(Dataset entries)
PR #16859, opened 2023-05-15
Fixes #34566 - ModelAdmin get_field_queryset uses related admin ordering, but not related admin querysets.

Sodium-Hydrogen:
Fix issues if related_admin has annotations in get_queryset that are used in ordering.

See [#34566](https://code.djangoproject.com/ticket/34566) for a better explanation.

### DIFF
--- a/django/contrib/admin/options.py
+++ b/django/contrib/admin/options.py
@@ -250,9 +250,7 @@ class BaseModelAdmin(metaclass=forms.MediaDefiningClass):
         if related_admin is not None:
             ordering = related_admin.get_ordering(request)
             if ordering is not None and ordering != ():
-                return related_admin.get_queryset(request).order_by(
-                    *ordering
-                )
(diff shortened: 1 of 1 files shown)


django/contrib/admin/options.py
```diff
@@ -250,9 +250,7 @@ def get_field_queryset(self, db, db_field, request):
         if related_admin is not None:
             ordering = related_admin.get_ordering(request)
             if ordering is not None and ordering != ():
-                return db_field.remote_field.model._default_manager.using(db).order_by(
-                    *ordering
-                )
+                return related_admin.get_queryset(request).order_by(*ordering)
```
payamnj, line 253: This change seems to totally disregard the 'db' parameter. So, it looks like it'll always use the default data source, which might lead to some surprises in projects with multiple databases when users want to query sources other than the default one.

> TASK STATEMENT: The answer must consist of each line in the entries above that includes "request".

> RESULT FOR THIS TASK:
             ordering = related_admin.get_ordering(request)
-                return related_admin.get_queryset(request).order_by(
@@ -250,9 +250,7 @@ def get_field_queryset(self, db, db_field, request):
             ordering = related_admin.get_ordering(request)
+                return related_admin.get_queryset(request).order_by(*ordering)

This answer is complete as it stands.